CINTA RASULULLAH SEBAGAI BUKTI IMAN KITA
بِسْــــــــــمِ اللهِ الرَّحْمَنِ الرَّحِيْمِ
Saudaraku....!
Hari ini Kamis 7 Jumadil-Akhirah 1447 H /27 November 2025
Setelah Sholat Subuh sambil menunggu waktu pagi untuk beraktivitas, mari Kita NGOPI (Ngobrol Perkara Iman), Ungkapkan rasa Syukur Kita atas segala Nikmat yang Allah berikan, dengan memanfaatkan untuk memperbanyak Dzikir dan Sholawat sambil menikmati Santapan Rohani.
Tulisan ini hanya sekedar berbagi atau sharing dan tidak bermaksud Menggurui, bukan berarti yang menulis lebih baik dari yang menerima atau membaca. Namun demikian saya mengajak pada diri saya pribadi dan Saudara-saudaraku Seiman, untuk sama-sama belajar dalam Amar Ma'ruf Nahi Munkar. Mohon ridho dan ikhlasnya, bila dalam penulisannya ada yang terlupakan tolong ditambahkan dan bila ada yang salah tolong dibetulkan.
Hadirin yang dirahmati Allah....
Allah ﷺ telah mengutus Rasulullah ﷺ ke dunia ini, sebagai penutup para
Nabi, pengemban Risalah Dinul Islam yang sempurna.
Ini
adalah salah satu kekhususan serta kemuliaan yang Allah berikan kepada Beliau ﷺ dan tidak diberikan kepada para Nabi sebelumnya.
Banyak
sekali nash-nash Al-Qur’an maupun As-Sunah yang menunjukkan atas kewajiban
seorang mukmin untuk mengimani seluruh berita yang dibawa oleh Beliau.
Serta
menjadikan Rasul ﷺ sebagai suri tauladan dan mencintainya melebihi cinta kepada keluarga, harta
benda dan dari materi dunia.
Allah
ﷺ berfirman,
قُلْ
إِن كَانَ ءَابَآؤُكُمْ وَأَبْنَآؤُكُمْ وَإِخْوَانُكُمْ وَأَزْوَاجُكُمْ وَعَشِيرَتُكُمْ
وَأَمْوَالٌ اقْتَرَفْتُمُوهَا وَتِجَارَةٌ تَخْشَوْنَ كَسَادَهَا وَمَسَاكِنُ تَرْضَوْنَهَآ
أَحَبَّ إِلَيْكُم مِّنَ اللهِ وَرَسُولِهِ وَجِهَادٍ فِي سَبِيلِهِ فَتَرَبَّصُوا
حَتَّى يَأْتِيَ اللهُ بِأَمْرِهِ وَاللهُ لاَيَهْدِي الْقَوْمَ الْفَاسِقِينَ
“Jika bapak-bapak, anak-anak, saudara-saudara, istri-istri, kaum keluarga, harta kekayaan yang kamu usahakan, perniagaan yang kamu khawatiri kerugiannya, dan rumah-rumah tempat tinggal yang kamu sukai adalah lebih kamu cintai lebih daripada Allah dan Rasul-Nya dan (dari) berjihad di jalan-Nya, maka tunggulah sampai Allah mendatangkan keputusan-Nya. Dan Allah tidak memberi petunjuk kepada orang-orang yang fasik.” (QS. At-Taubah: 24)

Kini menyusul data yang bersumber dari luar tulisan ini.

PR #4737, opened 2026-02-20
feat: add per-pane default foreground/background color support

### LINKED ISSUE #4712: Per-pane default foreground/background color support (OSC 10/11)
Not sure if this is on the roadmap but I've always wanted per-pane background color support. I noticed the OSC 10/11 query handling and OSC 110/111 reset stubs are already in grid.rs, so the foundation is partially there.

I'm working on a PR that adds:
- OSC 10/11 set support (programs inside a pane can set/query default fg/bg)
- OSC 110/111 reset support (fills in existing stubs)
- Layout config: default_fg/default_bg per-pane properties

Colors are applied at render time as a fallback — cells with explicit styles are unaffected.

I considered whether this could be a plugin, but OSC 10/11 handling lives in the VTE dispatch layer and the color fallback is in the output serializer, so it's inherently core terminal emulator behavior (similar to the existing OSC 4 palette support).

Tests pass, still doing manual testing. Would you be interested in a PR?

Here's a live example:

Image

karlbunch:
Add per-pane default foreground and background colors, configurable through four surfaces:

- OSC 10/11 escape sequences (set/query) and OSC 110/111 (reset)
- CLI action: zellij action set-pane-color --pane-id <id> --fg/--bg
- Layout config: default_fg/default_bg properties on pane nodes
- Plugin API: set_pane_color() SDK function and PaneInfo read-side

Colors are applied at render time in `serialize_chunks` as a fallback when cells have no explicit fg/bg, without mutating stored grid data.

Open to ideas on the render approach — applying defaults at serialize time was the least invasive option I could find, but happy to hear alternatives.

Closes #4712

zellij-background-support-v2


karlbunch:
I created a plugin to exercise the code too it's here: [zellij-colorful](https://github.com/karlbunch/zellij-colorful)

zellij-server/src/tab/mod.rs
```diff
@@ -2445,6 +2450,25 @@ impl Tab {
                 .values()
                 .any(|s_p| s_p.1.pid() == PaneId::Plugin(plugin_id))
     }
+    pub fn set_pane_color(
+        &mut self,
+        pane_id: PaneId,
+        fg: Option<String>,
+        bg: Option<String>,
+    ) -> Result<()> {
+        use crate::panes::xparse_color;
```
imsnif: Could we move the parsing to grid? I feel it would make more sense.

zellij-server/src/tab/mod.rs
```diff
@@ -5480,6 +5508,15 @@ pub fn pane_info_for_pane(
     pane_info
 }
 
+fn ansi_code_to_color_string(code: AnsiCode) -> Option<String> {
```
imsnif: Could we also move this to grid? Ideally we'd even do the whole parsing/serializing there - I think it would make more sense. Then it'll also be trivial to add these to plugin panes

zellij-server/src/output/mod.rs
```diff
@@ -124,12 +126,27 @@ fn serialize_chunks_with_newlines(
...
+                    current_character_styles.foreground = Some(fg);
+                }
+            }
+            if current_character_styles.background.is_none()
+                || current_character_styles.background == Some(AnsiCode::Reset)
+            {
+                if let Some(bg) = pane_default_bg {
+                    current_character_styles.background = Some(bg);
+                }
+            }
```
imsnif: Could we move this block to something like `adjust_styles_for_custom_bg_fg` similar to `adjust_styles_for_possible_selection`?

zellij-server/src/output/mod.rs
```diff
@@ -183,12 +202,26 @@ fn serialize_chunks(
...
```
imsnif: Similar to the comment above :)

karlbunch:
Sorry I was traveling I will circle back on this tomorrow morning just got home, but thanks for the review, and for me to "test" I had to kill everything like I had this alias I was using I call zj-wipe:

```
zj-wipe ()
{
    find /run/user/$(id -u)/zellij /tmp/zellij-$(id -u)/contract_version_1 ! -type d 2> /dev/null | xargs -t --no-run-if-empty fuser -k;
    command zellij delete-all-sessions -yf && echo "** cleared sessions **";
    command zellij ls;
    rm -fr ~/.cache/zellij/ /tmp/zellij-$(id -u)/ && echo "** zellij cache and /tmp/zellij-$(id -u) cleared **";
    rm -vfr /run/user/$(id -u)/zellij && echo "** cleared /run/user/$(id -u)/zellij **"
}
```
and of course had to use the latest compiled version and there are proto changes etc.

imsnif:
Hi @karlbunch - I don't want to rush you, but I'm starting to wrap things up for the upcoming release. Would love to have this included. Do you think you'll find the time to do another round or two (hopefully one will be enough) in the next few days?

karlbunch:
Ok, I've made updates locally to address all your comments. I need to head out, might be able to push at lunch break (if I get one). It should be today or this evening, Eastern time.

imsnif:
Hey @karlbunch - thanks for the changes! This looks great now. I pushed some changes, namely:
1. Fixed the stack overflow issue (the CLI you added pushed a certain stack allocated struct over the threshold - just bad luck that it happened here - fixed it by moving stuff around)
2. Added sorting to the protobuf file generation (the sorting was not deterministic so this just happened to generate a large diff in the generated files - again, just bad luck that it happened here)
3. Ran rustfmt
4. Rebased from main

As soon as CI passes I'll merge. Thanks for this great feature!

karlbunch:
Thanks @imsnif sorry about the misses there still learning how to muck around in this project.

Also, would appreciate your feedback on #4750, not sure if that's the best solution, but it works well for the tab-bar plugin I've written for my own use cases.

imsnif:
No worries, it's just bad luck and tedious repo administration :) Speaking of administration: I'll update the snapshots and push once I've built the assets locally and ran the tests to generate them.

As for the other PR, I'll see if I get a chance but I'm currently at a place where I'm trying to reduce changes as much as possible before the next release, so no promises.

karlbunch:
That reminds me I did read the https://github.com/zellij-org/zellij/blob/main/CONTRIBUTING.md and used xtask etc, but I wasn't sure if I should be pushing the snaps etc, it was bit unclear if the artifacts were just bad .gitignore setup etc, I'm used to tests not "building" artifacts so perhaps that was my miss.

imsnif:
All good. Most of the time I cba to run the e2e tests locally and just run+push the snapshots later if the CI fails.
Thanks again!

karlbunch:
I forgot to ask @imsnif do you need/want me to push a PR for the docs site for this change?

imsnif:
Thanks for the offer but no need. I do these in batches before I release the version.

Begitu pula disebutkan dalam hadits, Rasulullah ﷺ bersabda,
لَا
يُؤْمِنُ أَحَدُكُمْ حَتَّى أَكُونَ أَحَبَّ إِلَيْهِ مِنْ وَلَدِهِ وَوَالِدِهِ وَالنَّاسِ
أَجْمَعِينَ (رواه البخاري)
“Tidak
akan sempurna iman seseorang, sehingga ia mencintai diriku, melebihi cintanya
kepada anak, orang tua dan manusia seluruhnya.”
Telah
jelas makna lahiriyah dari hadits di atas, bahwa tidak akan sempurna iman
seseorang sehingga menjadikan Rasulullah ﷺ lebih dicintai dari anak, orang tua dan
manusia seluruhnya.
Dalam
riwayat lain, banyak kisah-kisah heroik yang diperankan oleh para sahabat,
dalam melindungi Rasulullah ﷺ karena rasa cinta pada Beliau ﷺ.
Coba
kita tengok sekilas, perjuangan para Sahabat dalam perang Uhud, suatu
peperangan yang sangat menegangkan.
Ketika
itu, Rasulullah ﷺ dalam keadaan terpojok dan terdesak, lantas mereka jadikan
diri mereka sebagai tameng hidup bagi Rasulullah ﷺ.
Kisah
lain menimpa Sahabat Khabbab bin Al-Arth, yang disiksa oleh orang-orang Quraisy
di atas tiang salib sebagai pelampiasan dendam perang Badar hingga akhirnya dia
syahid.
Saat
itu Khabbab ditanya, bagaimana kalau sekiranya Rasulullah ﷺ menggantikan posisinya saat itu.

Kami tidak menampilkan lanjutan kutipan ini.